── Records to process
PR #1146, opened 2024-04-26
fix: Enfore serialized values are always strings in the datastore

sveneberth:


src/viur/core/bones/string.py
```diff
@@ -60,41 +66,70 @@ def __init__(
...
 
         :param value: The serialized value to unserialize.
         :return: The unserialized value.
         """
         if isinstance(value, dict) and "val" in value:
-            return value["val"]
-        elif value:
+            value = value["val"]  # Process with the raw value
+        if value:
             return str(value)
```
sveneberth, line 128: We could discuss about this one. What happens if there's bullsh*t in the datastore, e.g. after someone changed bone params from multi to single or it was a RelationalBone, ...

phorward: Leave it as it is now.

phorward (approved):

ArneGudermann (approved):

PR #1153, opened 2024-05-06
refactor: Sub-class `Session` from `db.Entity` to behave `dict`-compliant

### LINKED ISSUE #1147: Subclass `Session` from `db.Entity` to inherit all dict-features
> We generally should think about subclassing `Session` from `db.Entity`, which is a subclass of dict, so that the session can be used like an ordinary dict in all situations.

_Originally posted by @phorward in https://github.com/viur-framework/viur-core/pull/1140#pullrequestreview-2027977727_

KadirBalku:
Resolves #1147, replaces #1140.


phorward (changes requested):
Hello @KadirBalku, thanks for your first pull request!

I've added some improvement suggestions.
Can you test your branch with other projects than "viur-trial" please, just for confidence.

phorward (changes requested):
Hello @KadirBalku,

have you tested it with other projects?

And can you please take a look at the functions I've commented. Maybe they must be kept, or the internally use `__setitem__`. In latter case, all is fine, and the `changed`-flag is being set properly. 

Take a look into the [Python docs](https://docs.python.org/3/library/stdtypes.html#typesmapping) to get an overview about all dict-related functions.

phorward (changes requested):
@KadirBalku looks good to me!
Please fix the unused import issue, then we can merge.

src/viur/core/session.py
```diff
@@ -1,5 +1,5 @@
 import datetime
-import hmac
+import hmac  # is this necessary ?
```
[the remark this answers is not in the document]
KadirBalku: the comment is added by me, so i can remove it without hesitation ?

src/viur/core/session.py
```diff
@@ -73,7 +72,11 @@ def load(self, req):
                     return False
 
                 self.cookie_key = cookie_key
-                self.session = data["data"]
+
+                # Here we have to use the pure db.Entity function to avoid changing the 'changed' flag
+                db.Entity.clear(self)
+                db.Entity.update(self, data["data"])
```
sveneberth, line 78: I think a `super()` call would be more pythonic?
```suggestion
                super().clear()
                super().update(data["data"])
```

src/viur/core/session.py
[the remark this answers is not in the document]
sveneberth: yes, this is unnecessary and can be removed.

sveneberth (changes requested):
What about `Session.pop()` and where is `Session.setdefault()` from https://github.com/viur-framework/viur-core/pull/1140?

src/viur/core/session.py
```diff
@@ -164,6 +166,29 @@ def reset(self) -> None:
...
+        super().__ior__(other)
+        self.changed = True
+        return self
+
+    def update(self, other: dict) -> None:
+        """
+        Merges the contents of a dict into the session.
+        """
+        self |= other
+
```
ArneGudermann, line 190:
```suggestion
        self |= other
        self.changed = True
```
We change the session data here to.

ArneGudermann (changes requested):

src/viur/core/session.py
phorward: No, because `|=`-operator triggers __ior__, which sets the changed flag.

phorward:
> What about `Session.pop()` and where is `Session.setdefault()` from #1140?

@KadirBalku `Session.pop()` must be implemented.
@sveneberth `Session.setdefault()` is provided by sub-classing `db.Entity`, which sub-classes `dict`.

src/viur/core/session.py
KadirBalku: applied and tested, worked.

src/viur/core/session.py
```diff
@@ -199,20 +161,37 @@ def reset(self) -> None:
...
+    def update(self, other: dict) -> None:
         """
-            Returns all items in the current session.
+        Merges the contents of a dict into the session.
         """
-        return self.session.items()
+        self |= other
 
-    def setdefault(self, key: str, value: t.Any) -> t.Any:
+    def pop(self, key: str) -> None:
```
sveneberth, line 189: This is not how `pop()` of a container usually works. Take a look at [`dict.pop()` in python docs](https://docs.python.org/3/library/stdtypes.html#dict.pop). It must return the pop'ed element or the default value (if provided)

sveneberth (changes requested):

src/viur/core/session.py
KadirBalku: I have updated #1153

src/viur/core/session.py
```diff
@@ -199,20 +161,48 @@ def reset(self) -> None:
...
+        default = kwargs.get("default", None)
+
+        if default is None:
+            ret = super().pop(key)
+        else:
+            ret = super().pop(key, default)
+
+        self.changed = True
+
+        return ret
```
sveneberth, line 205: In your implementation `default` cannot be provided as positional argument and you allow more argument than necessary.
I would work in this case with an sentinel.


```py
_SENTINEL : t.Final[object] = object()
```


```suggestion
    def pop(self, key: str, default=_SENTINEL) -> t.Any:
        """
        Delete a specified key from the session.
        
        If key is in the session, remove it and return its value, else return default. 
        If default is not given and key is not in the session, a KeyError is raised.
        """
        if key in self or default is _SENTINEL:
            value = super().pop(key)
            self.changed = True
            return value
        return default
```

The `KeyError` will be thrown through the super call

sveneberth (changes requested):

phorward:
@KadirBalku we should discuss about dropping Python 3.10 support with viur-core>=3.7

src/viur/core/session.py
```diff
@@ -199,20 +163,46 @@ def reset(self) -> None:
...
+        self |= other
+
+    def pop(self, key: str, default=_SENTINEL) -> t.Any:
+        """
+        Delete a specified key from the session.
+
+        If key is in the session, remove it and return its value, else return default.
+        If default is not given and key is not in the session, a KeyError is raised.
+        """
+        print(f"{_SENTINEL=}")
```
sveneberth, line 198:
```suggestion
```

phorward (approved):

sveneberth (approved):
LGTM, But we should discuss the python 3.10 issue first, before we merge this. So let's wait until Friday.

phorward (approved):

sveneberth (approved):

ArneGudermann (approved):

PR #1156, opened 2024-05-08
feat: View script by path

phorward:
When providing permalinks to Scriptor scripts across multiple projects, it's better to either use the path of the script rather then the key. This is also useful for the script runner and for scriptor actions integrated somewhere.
────
Retype every line of the listing above exactly as given.

• [Written answer]
PR #1146, opened 2024-04-26
fix: Enfore serialized values are always strings in the datastore

sveneberth:


src/viur/core/bones/string.py
```diff
@@ -60,41 +66,70 @@ def __init__(
...
 
         :param value: The serialized value to unserialize.
         :return: The unserialized value.
         """
         if isinstance(value, dict) and "val" in value:
-            return value["val"]
-        elif value:
+            value = value["val"]  # Process with the raw value
+        if value:
             return str(value)
```
sveneberth, line 128: We could discuss about this one. What happens if there's bullsh*t in the datastore, e.g. after someone changed bone params from multi to single or it was a RelationalBone, ...

phorward: Leave it as it is now.

phorward (approved):

ArneGudermann (approved):

PR #1153, opened 2024-05-06
refactor: Sub-class `Session` from `db.Entity` to behave `dict`-compliant

### LINKED ISSUE #1147: Subclass `Session` from `db.Entity` to inherit all dict-features
> We generally should think about subclassing `Session` from `db.Entity`, which is a subclass of dict, so that the session can be used like an ordinary dict in all situations.

_Originally posted by @phorward in https://github.com/viur-framework/viur-core/pull/1140#pullrequestreview-2027977727_

KadirBalku:
Resolves #1147, replaces #1140.


phorward (changes requested):
Hello @KadirBalku, thanks for your first pull request!

I've added some improvement suggestions.
Can you test your branch with other projects than "viur-trial" please, just for confidence.

phorward (changes requested):
Hello @KadirBalku,

have you tested it with other projects?

And can you please take a look at the functions I've commented. Maybe they must be kept, or the internally use `__setitem__`. In latter case, all is fine, and the `changed`-flag is being set properly. 

Take a look into the [Python docs](https://docs.python.org/3/library/stdtypes.html#typesmapping) to get an overview about all dict-related functions.

phorward (changes requested):
@KadirBalku looks good to me!
Please fix the unused import issue, then we can merge.

src/viur/core/session.py
```diff
@@ -1,5 +1,5 @@
 import datetime
-import hmac
+import hmac  # is this necessary ?
```
[the remark this answers is not in the document]
KadirBalku: the comment is added by me, so i can remove it without hesitation ?

src/viur/core/session.py
```diff
@@ -73,7 +72,11 @@ def load(self, req):
                     return False
 
                 self.cookie_key = cookie_key
-                self.session = data["data"]
+
+                # Here we have to use the pure db.Entity function to avoid changing the 'changed' flag
+                db.Entity.clear(self)
+                db.Entity.update(self, data["data"])
```
sveneberth, line 78: I think a `super()` call would be more pythonic?
```suggestion
                super().clear()
                super().update(data["data"])
```

src/viur/core/session.py
[the remark this answers is not in the document]
sveneberth: yes, this is unnecessary and can be removed.

sveneberth (changes requested):
What about `Session.pop()` and where is `Session.setdefault()` from https://github.com/viur-framework/viur-core/pull/1140?

src/viur/core/session.py
```diff
@@ -164,6 +166,29 @@ def reset(self) -> None:
...
+        super().__ior__(other)
+        self.changed = True
+        return self
+
+    def update(self, other: dict) -> None:
+        """
+        Merges the contents of a dict into the session.
+        """
+        self |= other
+
```
ArneGudermann, line 190:
```suggestion
        self |= other
        self.changed = True
```
We change the session data here to.

ArneGudermann (changes requested):

src/viur/core/session.py
phorward: No, because `|=`-operator triggers __ior__, which sets the changed flag.

phorward:
> What about `Session.pop()` and where is `Session.setdefault()` from #1140?

@KadirBalku `Session.pop()` must be implemented.
@sveneberth `Session.setdefault()` is provided by sub-classing `db.Entity`, which sub-classes `dict`.

src/viur/core/session.py
KadirBalku: applied and tested, worked.

src/viur/core/session.py
```diff
@@ -199,20 +161,37 @@ def reset(self) -> None:
...
+    def update(self, other: dict) -> None:
         """
-            Returns all items in the current session.
+        Merges the contents of a dict into the session.
         """
-        return self.session.items()
+        self |= other
 
-    def setdefault(self, key: str, value: t.Any) -> t.Any:
+    def pop(self, key: str) -> None:
```
sveneberth, line 189: This is not how `pop()` of a container usually works. Take a look at [`dict.pop()` in python docs](https://docs.python.org/3/library/stdtypes.html#dict.pop). It must return the pop'ed element or the default value (if provided)

sveneberth (changes requested):

src/viur/core/session.py
KadirBalku: I have updated #1153

src/viur/core/session.py
```diff
@@ -199,20 +161,48 @@ def reset(self) -> None:
...
+        default = kwargs.get("default", None)
+
+        if default is None:
+            ret = super().pop(key)
+        else:
+            ret = super().pop(key, default)
+
+        self.changed = True
+
+        return ret
```
sveneberth, line 205: In your implementation `default` cannot be provided as positional argument and you allow more argument than necessary.
I would work in this case with an sentinel.


```py
_SENTINEL : t.Final[object] = object()
```


```suggestion
    def pop(self, key: str, default=_SENTINEL) -> t.Any:
        """
        Delete a specified key from the session.
        
        If key is in the session, remove it and return its value, else return default. 
        If default is not given and key is not in the session, a KeyError is raised.
        """
        if key in self or default is _SENTINEL:
            value = super().pop(key)
            self.changed = True
            return value
        return default
```

The `KeyError` will be thrown through the super call

sveneberth (changes requested):

phorward:
@KadirBalku we should discuss about dropping Python 3.10 support with viur-core>=3.7

src/viur/core/session.py
```diff
@@ -199,20 +163,46 @@ def reset(self) -> None:
...
+        self |= other
+
+    def pop(self, key: str, default=_SENTINEL) -> t.Any:
+        """
+        Delete a specified key from the session.
+
+        If key is in the session, remove it and return its value, else return default.
+        If default is not given and key is not in the session, a KeyError is raised.
+        """
+        print(f"{_SENTINEL=}")
```
sveneberth, line 198:
```suggestion
```

phorward (approved):

sveneberth (approved):
LGTM, But we should discuss the python 3.10 issue first, before we merge this. So let's wait until Friday.

phorward (approved):

sveneberth (approved):

ArneGudermann (approved):

PR #1156, opened 2024-05-08
feat: View script by path

phorward:
When providing permalinks to Scriptor scripts across multiple projects, it's better to either use the path of the script rather then the key. This is also useful for the script runner and for scriptor actions integrated somewhere.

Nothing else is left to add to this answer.